→ What is expected
Up to and including the line with "- In tests, one", restate the records below word for word, beginning with their first line.
[Start of section]
PR #3800, opened 2024-02-20
Stop writing session properties into events table

macobo:
### Changes

Part of [the project to improve sessions and events table schemas](https://3.basecamp.com/5308029/buckets/35611491/messages/7061875211).

After this PR:
- Sessions properties (which were never queried) are no longer written to events table
- In tests, one should use `session_referrer: 'Google'` when creating events and want to create session properties.

~~Note that the test change is currently lenient to avoid breaking peoples work-in-progress. I'll go and update rest of the tests down the line.~~

~~This change is best reviewed commit-by-commit as most of it is repetetive test changes.~~


test/plausible/stats/clickhouse_test.exs
```diff
@@ -228,22 +228,22 @@ defmodule Plausible.Stats.ClickhouseTest do
       populate_stats(site, [
         build(:pageview,
           pathname: "/",
-          referrer_source: "Twitter"
+          session: %{referrer_source: "Twitter"}
```
macobo, line 231: Review from chat with Uku: Make this `session_referrer_source`

macobo:
Marking as draft temporarily since work around testing harness is required.

lib/plausible/ingestion/event.ex
```diff
@@ -13,6 +13,7 @@ defmodule Plausible.Ingestion.Event do
   defstruct domain: nil,
             site: nil,
             clickhouse_event_attrs: %{},
+            clickhouse_session_attrs: %{},
```
aerosol, line 16: Wondering if, to be strict in enforcing possible keys here, we could make those both internal structs, preferably with defaults where applicable. Would make it clearer of what goes where then and we could also get rid of all the `Map.get` calls and use the dot-access syntax with confidence.

Or, even consider building and updating the respective Ecto schema structs for both tables directly here. It feels like there's a lot of attribute mangling going on - quite hard to keep track of that.

test/support/test_utils.ex
```diff
@@ -82,9 +82,8 @@ defmodule Plausible.TestUtils do
           |> Map.put(:site_id, pageview.site.id)
 
         Factory.build(:pageview, pageview)
-        |> Map.from_struct()
-        |> Map.delete(:__meta__)
         |> update_in([:timestamp], &to_naive_truncate/1)
+        |> Map.delete(:_factory_event)
```
aerosol, line 86: That doesn't look too happy. Help me understand what's going on with that field. Is that temporary?

test/support/test_utils.ex
```diff
@@ -196,14 +194,42 @@ defmodule Plausible.TestUtils do
...
+        session_id = Plausible.Session.CacheStore.on_event(event, session_params, nil)
         Map.put(sessions, {event.site_id, event.user_id}, session_id)
       end)
 
     Enum.each(events, fn event ->
-      event = Map.put(event, :session_id, sessions[{event.site_id, event.user_id}])
-      Plausible.Event.WriteBuffer.insert(event)
+      clickhouse_event =
+        %Plausible.ClickhouseEventV2{}
+        |> Map.merge(event)
```
aerosol, line 204: This is not a valid `%Plausible.ClickhouseEventV2` struct anymore. I would seriously consider doing the changes properly and have people rebase their PRs if this is the price we're paying.

aerosol (commented):
Find it very hard to reason about all the random map juggling. I understand we want make other's lives easier (are we?) but this change already touches tons of tests, so why not go with full force?

test/support/test_utils.ex
macobo: populate_events function needs to disambiguate between imported stats and events. Previously it could do so by pattern matching on %Plausible.ClickhouseEventV2 but out factory no longer returns that, instead returning a plain struct with some metadata attached to it to still be able to be matched against.

Note that this while messy doesn't leak outside factory/test_utils, but happy to change to a better option.

Is there a more preferred pattern for doing this? Another option I considered was creating a two-field struct in testUtils but it seemed like the more complicated option.

test/support/test_utils.ex
aerosol: I mean the resulting map has fields that don't belong to the struct definition. So it works kind of accidentally, because all structs are maps, but hard to predict how error prone is that.

```patch
diff --git a/test/support/test_utils.ex b/test/support/test_utils.ex
index 812a7f7ef..6c162296c 100644
--- a/test/support/test_utils.ex
+++ b/test/support/test_utils.ex
@@ -200,9 +200,12 @@ defmodule Plausible.TestUtils do
 
     Enum.each(events, fn event ->
       clickhouse_event =
-        %Plausible.ClickhouseEventV2{}
-        |> Map.merge(event)
-        |> Map.put(:session_id, sessions[{event.site_id, event.user_id}])
+        struct!(
+          Plausible.ClickhouseEventV2,
+          Map.merge(event, %{
+            session_id: sessions[{event.site_id, event.user_id}]
+          })
+        )
 
       Plausible.Event.WriteBuffer.insert(clickhouse_event)
     end)

```

This makes everything explode :/

lib/plausible/ingestion/event.ex
macobo: Let me reason this through: 

>  to be strict in enforcing possible keys here, we could make those both internal structs, preferably with defaults where applicable. 

By creating a new struct, we'd be duplicating the schema file making future migrations/changes more painful.

> Or, even consider building and updating the respective Ecto schema structs for both tables directly here. 

Isn't this what this file already is doing, in a pipeline?

> Would make it clearer of what goes where then and we could also get rid of all the Map.get calls and use the dot-access syntax with confidence.

Agreed on this - this is noisy, especially when the map crosses the module boundary and gets passed to sessions cache store. I'm lacking the proper elixir experience to see what a better solution here is.

Would you be up for pairing on this?

macobo:
> Find it very hard to reason about all the random map juggling. 

Which map juggling do you mean? Refactoring of test utils/factories, ingestion/event.ex changes or the many test changes?

On the test changes: Most of the test changes in this PR are not needed and can easily be separated out. 

On one hand I want to avoid breaking peoples PRs, which might in turn break master. On the other, I wanted to provide proper examples on how to use the factories in the 'new way' so people start using it in their newest PRs.

Once this has been in for a ~week and larger in-progress PRs are merged I was planning to go back and refactor the rest of the tests.

aerosol:
Apologies for the tone in this PR, let's pair on this and see if we can clean it up a little.

lib/plausible/ingestion/event.ex
aerosol: > Isn't this what this file already is doing, in a pipeline?

not quite, we're building the `Event` struct with arbitrary `clickhouse_event_attrs` - that only in the end becomes `ClickhouseEventV2`. I'm thinking that maybe this could be `ClickhouseEvent` from the start. And similarly, `ClickhouseSessionV2` instead of `clickhouse_session_attrs`. Currently we're registering a session, not knowing if the `ClickhouseEventV2` changeset is valid. Perhaps we can improve that and drop the event early?

aerosol: Ah I'm talking nonsense, there is a event validation step prior to session registration. So I guess we should do similar for ClickhouseSessionV2.

aerosol (approved):
Let's merge and I'll submit testing-related refactoring on top

PR #3908, opened 2024-03-17
Redact search params and fragment from referrer

Zwyx:
#### Redact search params and fragment from referrer

In the referrer URL, the search parameters (following the `?`) and the fragment (following the `#`) might contain personal/sensitive information.

They are already dropped by Plausible server, but I think we could even make them never leave the user's device.

It could be quite frightening for a user observing network requests in their browser's dev tools, to see that sensitive information is sent to Plausible, a third party service they might have never heard of.

Observing that the search params and fragment are not being sent would be reassuring.

> Note: apologises for dropping a PR here before asking in an issue — the change is so trivial that I preferred to make it directly. Feel free to simply reject it.

### Tests

### Changelog

### Documentation

### Dark mode

### DIFF
--- a/tracker/src/plausible.js
+++ b/tracker/src/plausible.js
@@ -74,7 +74,7 @@
     payload.u = location.href
     {{/if}}
     payload.d = scriptEl.getAttribute('data-domain')
-    payload.r = document.referrer || null
+    payload.r = document.referrer?.split("?")[0].split("#")[0] || null
     if (options && options.meta) {
       payload.m = JSON.stringify(options.meta)
     }


Zwyx:
Hi @ukutaht, any chance I could get an explanation about the closing of this issue?

ukutaht:
Hi, was just closing old PRs with no activity. Sorry for no explanation.

I'm not against the proposal in principle. However, it didn't look attractive to me from our 'trying to stay as lightweight as possible' perspective. Referrers are already redacted to just the hostname in the vast majority of requests by `Referrer-Policy`. So my intuition is that this code would only take effect in very rare instances. Sending the scrubbing code to every client will increase the amount of data being sent over the wire instead of scrubbing on the server in the rare cases that query param or hash is sent.

But as I said the principle is sound, it's not necessary to send this information to our server.

> (Even with strict-origin-when-cross-origin, search parameters and fragment will be present in the referrer if, for instance, a user middle-clicks a link in the page.)

In this case do you mean internal links and with Plausible running on the same origin (i.e. `analytics.yourhostname.com`)?

Zwyx:
Thanks for replying.

> In this case do you mean internal links and with Plausible running on the same origin (i.e. `analytics.yourhostname.com`)?

Yes for the same origin, but not necessarily internal links I think. I was working on the app [github.com/Zwyx/library-of-babel](https://github.com/Zwyx/library-of-babel), which provides end-to-end encryption, and so I [modified Plausible's script](https://github.com/Zwyx/library-of-babel/blob/main/src/lib/plausible.ts) to ensure IDs and encryption keys never leave the device.

PR #3910, opened 2024-03-17
fix manual embed width

ruslandoga:
### Changes

This PR fixes https://github.com/plausible/docs/issues/470

Here's how it looks in `bg-red-200 mx-auto max-w-md` container
Screenshot 2024-03-18 at 07 50 30

And here's how it looks in `bg-red-200` container

Screenshot 2024-03-18 at 07 52 35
[End of section]
→ Exercise result
PR #3800, opened 2024-02-20
Stop writing session properties into events table

macobo:
### Changes

Part of [the project to improve sessions and events table schemas](https://3.basecamp.com/5308029/buckets/35611491/messages/7061875211).

After this PR:
- Sessions properties (which were never queried) are no longer written to events table
- In tests, one should use `session_referrer: 'Google'` when creating events and want to create session properties.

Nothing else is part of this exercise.